§ Exercise aim: Count every line below that holds the word "Size", and give the number with no other words.

§ Data under study:
◆ ◆ ◆ ◆

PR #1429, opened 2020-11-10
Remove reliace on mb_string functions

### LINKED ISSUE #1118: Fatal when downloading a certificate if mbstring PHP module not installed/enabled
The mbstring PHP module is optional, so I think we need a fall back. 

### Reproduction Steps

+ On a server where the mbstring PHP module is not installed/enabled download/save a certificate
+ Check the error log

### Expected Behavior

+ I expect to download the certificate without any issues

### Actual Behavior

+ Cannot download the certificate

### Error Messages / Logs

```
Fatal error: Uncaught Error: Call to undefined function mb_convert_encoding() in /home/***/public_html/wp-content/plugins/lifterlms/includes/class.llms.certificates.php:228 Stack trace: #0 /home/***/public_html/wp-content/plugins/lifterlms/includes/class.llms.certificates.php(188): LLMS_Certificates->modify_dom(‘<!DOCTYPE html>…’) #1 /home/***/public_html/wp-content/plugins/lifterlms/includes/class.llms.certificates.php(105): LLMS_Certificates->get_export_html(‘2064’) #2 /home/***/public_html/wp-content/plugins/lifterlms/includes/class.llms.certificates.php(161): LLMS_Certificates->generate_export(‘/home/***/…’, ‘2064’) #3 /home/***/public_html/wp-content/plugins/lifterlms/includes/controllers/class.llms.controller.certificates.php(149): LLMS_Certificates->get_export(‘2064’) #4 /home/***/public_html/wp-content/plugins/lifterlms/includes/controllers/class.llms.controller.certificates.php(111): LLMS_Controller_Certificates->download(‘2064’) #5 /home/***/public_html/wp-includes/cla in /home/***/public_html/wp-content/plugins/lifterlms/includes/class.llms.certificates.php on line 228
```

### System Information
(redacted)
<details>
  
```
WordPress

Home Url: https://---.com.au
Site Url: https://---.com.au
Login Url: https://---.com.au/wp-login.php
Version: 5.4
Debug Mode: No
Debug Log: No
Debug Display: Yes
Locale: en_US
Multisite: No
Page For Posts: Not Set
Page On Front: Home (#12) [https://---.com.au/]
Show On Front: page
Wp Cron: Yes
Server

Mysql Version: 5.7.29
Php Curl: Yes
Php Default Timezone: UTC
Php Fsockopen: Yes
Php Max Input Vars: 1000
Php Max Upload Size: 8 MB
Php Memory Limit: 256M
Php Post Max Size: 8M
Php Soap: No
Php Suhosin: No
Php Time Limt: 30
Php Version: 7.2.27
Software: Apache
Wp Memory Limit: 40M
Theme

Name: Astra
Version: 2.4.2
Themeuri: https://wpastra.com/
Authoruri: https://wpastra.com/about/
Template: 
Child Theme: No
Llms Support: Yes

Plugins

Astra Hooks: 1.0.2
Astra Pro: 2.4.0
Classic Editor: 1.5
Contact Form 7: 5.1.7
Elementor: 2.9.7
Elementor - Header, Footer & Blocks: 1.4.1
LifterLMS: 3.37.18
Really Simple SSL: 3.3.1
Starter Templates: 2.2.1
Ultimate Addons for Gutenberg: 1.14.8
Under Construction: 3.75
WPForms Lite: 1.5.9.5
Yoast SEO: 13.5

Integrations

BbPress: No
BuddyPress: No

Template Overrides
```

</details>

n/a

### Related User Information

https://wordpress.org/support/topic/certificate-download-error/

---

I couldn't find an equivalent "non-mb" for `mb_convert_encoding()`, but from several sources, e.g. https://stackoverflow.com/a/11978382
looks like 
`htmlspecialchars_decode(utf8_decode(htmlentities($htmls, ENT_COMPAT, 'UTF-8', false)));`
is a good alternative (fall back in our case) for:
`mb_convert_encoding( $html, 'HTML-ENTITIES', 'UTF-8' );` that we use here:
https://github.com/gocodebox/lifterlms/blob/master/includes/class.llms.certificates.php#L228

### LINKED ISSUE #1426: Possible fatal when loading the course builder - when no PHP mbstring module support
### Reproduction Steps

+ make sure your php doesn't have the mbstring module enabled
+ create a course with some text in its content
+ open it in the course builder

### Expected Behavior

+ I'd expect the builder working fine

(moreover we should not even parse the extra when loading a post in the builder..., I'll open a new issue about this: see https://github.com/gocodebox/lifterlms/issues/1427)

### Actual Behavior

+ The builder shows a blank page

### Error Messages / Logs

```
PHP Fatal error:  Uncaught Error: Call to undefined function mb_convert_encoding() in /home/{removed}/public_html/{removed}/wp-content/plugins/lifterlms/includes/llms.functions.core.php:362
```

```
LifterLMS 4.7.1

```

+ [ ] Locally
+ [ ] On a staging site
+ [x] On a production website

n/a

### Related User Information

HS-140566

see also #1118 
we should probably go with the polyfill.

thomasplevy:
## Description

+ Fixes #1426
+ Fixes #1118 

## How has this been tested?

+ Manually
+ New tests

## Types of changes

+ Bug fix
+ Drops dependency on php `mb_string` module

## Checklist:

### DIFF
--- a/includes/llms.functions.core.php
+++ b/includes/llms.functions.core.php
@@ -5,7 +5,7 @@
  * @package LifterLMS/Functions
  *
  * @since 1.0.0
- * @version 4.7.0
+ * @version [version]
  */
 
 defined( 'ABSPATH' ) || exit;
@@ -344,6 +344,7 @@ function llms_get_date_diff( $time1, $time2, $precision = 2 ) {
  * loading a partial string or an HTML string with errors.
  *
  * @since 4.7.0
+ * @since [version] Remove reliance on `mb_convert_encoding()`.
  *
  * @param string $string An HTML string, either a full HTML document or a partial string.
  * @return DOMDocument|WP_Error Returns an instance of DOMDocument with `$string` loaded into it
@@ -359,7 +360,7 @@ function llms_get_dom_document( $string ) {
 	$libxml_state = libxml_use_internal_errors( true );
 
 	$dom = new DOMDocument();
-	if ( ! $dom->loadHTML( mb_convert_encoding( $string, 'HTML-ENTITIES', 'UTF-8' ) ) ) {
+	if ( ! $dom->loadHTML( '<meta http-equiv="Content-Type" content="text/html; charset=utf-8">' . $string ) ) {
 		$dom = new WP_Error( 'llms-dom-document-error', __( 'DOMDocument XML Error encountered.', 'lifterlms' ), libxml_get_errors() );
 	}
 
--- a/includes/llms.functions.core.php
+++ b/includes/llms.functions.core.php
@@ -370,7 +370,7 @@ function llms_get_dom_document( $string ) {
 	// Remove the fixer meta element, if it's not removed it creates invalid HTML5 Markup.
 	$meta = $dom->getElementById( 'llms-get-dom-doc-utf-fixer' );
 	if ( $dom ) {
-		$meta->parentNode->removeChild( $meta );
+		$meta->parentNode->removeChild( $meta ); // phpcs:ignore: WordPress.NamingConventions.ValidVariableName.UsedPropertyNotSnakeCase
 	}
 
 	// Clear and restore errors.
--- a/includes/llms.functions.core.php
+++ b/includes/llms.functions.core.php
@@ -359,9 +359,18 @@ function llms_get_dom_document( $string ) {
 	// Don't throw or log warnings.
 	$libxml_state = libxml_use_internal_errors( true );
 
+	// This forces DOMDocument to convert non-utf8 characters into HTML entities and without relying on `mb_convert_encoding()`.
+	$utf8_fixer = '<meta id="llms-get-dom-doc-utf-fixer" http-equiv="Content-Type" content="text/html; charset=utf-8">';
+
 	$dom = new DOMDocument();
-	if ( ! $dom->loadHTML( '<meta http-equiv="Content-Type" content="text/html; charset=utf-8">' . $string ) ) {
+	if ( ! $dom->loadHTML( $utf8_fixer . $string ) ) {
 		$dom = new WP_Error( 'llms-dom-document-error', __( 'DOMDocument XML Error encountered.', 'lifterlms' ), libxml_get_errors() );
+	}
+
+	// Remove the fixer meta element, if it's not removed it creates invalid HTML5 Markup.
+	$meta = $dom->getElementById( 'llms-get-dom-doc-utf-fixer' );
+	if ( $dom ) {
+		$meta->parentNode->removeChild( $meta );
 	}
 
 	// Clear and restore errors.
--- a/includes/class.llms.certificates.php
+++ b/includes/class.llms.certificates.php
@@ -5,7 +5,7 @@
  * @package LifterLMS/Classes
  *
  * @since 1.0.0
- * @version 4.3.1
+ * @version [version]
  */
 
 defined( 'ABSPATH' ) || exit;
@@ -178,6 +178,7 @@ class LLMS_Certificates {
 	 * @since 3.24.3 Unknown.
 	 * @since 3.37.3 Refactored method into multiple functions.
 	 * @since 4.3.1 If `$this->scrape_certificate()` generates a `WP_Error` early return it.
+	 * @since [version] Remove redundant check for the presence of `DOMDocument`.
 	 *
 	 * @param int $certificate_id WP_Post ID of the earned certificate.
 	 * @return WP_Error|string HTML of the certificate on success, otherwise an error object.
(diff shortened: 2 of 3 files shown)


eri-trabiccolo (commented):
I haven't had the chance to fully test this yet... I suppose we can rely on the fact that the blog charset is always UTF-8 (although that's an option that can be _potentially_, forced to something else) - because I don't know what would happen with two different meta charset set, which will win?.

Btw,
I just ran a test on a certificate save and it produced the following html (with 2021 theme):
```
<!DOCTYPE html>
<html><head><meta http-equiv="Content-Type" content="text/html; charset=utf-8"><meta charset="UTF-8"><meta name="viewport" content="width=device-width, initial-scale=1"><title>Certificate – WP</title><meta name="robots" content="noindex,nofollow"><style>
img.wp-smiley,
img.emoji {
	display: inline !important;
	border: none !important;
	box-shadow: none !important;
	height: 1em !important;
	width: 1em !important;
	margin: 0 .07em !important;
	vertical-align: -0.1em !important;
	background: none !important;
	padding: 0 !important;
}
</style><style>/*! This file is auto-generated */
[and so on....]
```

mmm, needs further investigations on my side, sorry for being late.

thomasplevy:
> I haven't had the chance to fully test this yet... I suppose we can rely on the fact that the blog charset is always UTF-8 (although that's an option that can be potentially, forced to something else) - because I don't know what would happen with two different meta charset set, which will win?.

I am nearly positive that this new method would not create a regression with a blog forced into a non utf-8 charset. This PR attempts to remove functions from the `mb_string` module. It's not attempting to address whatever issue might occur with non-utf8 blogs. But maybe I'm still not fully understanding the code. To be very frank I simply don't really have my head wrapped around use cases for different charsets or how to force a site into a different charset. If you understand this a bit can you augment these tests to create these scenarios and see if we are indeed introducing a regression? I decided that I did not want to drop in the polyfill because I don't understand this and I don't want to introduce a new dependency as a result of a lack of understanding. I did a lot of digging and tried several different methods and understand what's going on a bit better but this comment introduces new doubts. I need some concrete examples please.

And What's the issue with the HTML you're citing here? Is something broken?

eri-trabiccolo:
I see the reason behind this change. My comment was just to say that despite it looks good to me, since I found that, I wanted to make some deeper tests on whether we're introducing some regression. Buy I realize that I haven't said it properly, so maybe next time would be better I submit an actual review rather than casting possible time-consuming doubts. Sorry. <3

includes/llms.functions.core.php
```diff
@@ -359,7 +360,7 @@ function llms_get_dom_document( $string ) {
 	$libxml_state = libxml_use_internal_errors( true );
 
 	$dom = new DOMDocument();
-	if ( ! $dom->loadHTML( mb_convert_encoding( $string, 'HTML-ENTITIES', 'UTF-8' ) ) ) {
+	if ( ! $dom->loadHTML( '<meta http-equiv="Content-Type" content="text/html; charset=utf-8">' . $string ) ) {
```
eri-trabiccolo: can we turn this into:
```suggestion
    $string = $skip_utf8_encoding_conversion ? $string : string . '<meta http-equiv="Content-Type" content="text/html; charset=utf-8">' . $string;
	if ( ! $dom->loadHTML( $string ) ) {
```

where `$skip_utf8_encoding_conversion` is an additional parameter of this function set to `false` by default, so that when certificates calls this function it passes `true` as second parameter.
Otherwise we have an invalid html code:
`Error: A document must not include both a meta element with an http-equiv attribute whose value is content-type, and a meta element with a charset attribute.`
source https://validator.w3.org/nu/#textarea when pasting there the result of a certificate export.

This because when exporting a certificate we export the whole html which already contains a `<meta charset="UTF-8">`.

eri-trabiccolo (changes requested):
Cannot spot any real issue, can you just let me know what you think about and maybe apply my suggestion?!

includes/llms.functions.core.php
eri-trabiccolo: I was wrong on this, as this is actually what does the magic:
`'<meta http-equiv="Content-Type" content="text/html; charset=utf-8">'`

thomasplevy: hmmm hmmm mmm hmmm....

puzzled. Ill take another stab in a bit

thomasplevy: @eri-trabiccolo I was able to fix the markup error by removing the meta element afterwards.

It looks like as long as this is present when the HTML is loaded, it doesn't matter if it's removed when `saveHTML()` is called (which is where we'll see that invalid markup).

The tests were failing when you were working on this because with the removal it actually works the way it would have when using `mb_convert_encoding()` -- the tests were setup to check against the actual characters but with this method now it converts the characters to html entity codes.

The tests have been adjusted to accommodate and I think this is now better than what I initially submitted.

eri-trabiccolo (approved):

◆ ◆ ◆ ◆

§ Answer box: 2